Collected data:

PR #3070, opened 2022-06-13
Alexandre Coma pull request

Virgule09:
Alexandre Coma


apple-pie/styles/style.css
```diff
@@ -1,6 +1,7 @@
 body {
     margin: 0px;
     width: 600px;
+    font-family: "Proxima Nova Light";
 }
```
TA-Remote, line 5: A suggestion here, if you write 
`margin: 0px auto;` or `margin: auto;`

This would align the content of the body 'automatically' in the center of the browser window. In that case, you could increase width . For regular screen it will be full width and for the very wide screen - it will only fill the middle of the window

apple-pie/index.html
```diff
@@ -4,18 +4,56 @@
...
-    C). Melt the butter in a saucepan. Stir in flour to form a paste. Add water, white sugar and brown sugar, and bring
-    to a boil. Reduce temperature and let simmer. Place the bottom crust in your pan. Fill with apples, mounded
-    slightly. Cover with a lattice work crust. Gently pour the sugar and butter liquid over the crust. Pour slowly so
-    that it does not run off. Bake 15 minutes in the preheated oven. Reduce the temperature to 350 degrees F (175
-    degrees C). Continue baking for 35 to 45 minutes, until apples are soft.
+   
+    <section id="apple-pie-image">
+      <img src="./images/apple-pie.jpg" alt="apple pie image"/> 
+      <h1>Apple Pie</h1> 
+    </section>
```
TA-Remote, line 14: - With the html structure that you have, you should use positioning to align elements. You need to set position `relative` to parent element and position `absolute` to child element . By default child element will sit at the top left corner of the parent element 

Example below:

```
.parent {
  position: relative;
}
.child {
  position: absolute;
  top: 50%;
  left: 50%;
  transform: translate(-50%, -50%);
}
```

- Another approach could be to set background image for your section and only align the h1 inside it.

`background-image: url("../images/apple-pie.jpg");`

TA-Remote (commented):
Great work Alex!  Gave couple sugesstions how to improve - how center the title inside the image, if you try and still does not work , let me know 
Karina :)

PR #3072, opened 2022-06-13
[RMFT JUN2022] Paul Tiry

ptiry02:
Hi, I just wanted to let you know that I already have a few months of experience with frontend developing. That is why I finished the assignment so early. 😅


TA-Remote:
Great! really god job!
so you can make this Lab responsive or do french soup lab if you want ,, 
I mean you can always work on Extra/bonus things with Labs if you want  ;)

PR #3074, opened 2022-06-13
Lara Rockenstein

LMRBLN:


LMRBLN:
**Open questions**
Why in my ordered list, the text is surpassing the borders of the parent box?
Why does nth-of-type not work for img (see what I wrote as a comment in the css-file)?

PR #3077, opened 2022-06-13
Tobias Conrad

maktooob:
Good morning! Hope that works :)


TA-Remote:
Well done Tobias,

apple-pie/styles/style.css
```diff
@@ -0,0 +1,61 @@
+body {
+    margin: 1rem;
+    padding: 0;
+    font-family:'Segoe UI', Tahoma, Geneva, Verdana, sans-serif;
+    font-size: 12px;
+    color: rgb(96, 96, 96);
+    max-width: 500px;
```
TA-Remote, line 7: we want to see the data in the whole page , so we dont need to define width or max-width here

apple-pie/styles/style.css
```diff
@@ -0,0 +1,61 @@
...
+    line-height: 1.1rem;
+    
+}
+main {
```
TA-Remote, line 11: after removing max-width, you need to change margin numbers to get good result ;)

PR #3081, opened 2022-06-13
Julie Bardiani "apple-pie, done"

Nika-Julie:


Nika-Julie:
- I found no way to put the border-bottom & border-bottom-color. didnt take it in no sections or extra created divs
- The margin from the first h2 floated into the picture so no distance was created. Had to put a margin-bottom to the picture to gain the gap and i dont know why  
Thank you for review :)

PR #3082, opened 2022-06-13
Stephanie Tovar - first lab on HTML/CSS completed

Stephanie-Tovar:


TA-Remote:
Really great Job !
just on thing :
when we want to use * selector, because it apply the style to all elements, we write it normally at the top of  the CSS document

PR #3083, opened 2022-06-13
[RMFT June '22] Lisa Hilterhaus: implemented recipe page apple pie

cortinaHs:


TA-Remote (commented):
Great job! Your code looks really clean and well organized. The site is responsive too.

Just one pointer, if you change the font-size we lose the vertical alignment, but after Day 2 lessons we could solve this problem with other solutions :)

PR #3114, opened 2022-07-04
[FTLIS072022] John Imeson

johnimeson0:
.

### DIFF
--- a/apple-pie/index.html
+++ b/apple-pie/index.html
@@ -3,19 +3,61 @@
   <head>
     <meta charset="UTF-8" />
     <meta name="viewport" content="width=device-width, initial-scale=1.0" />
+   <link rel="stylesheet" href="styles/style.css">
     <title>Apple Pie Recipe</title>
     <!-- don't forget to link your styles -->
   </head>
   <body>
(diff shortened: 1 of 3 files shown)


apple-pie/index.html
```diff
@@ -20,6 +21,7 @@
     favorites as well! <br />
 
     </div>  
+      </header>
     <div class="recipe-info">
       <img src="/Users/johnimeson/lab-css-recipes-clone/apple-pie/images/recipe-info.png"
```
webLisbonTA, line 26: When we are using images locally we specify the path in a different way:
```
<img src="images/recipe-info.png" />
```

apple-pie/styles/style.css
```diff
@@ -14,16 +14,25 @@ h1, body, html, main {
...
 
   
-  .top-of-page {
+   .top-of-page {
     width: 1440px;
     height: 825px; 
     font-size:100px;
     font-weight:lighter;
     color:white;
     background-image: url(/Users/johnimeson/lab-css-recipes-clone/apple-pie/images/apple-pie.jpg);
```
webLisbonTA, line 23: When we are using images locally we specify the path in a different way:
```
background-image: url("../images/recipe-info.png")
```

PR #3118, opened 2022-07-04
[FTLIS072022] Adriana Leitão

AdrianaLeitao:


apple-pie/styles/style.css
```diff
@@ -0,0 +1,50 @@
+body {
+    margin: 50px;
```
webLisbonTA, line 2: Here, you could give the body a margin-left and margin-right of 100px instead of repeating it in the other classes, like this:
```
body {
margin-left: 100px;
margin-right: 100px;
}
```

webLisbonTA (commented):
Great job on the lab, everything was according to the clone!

Your goal: Tally the lines in the records above that contain the word "RMFT". Write the number and nothing else.

Answer: 2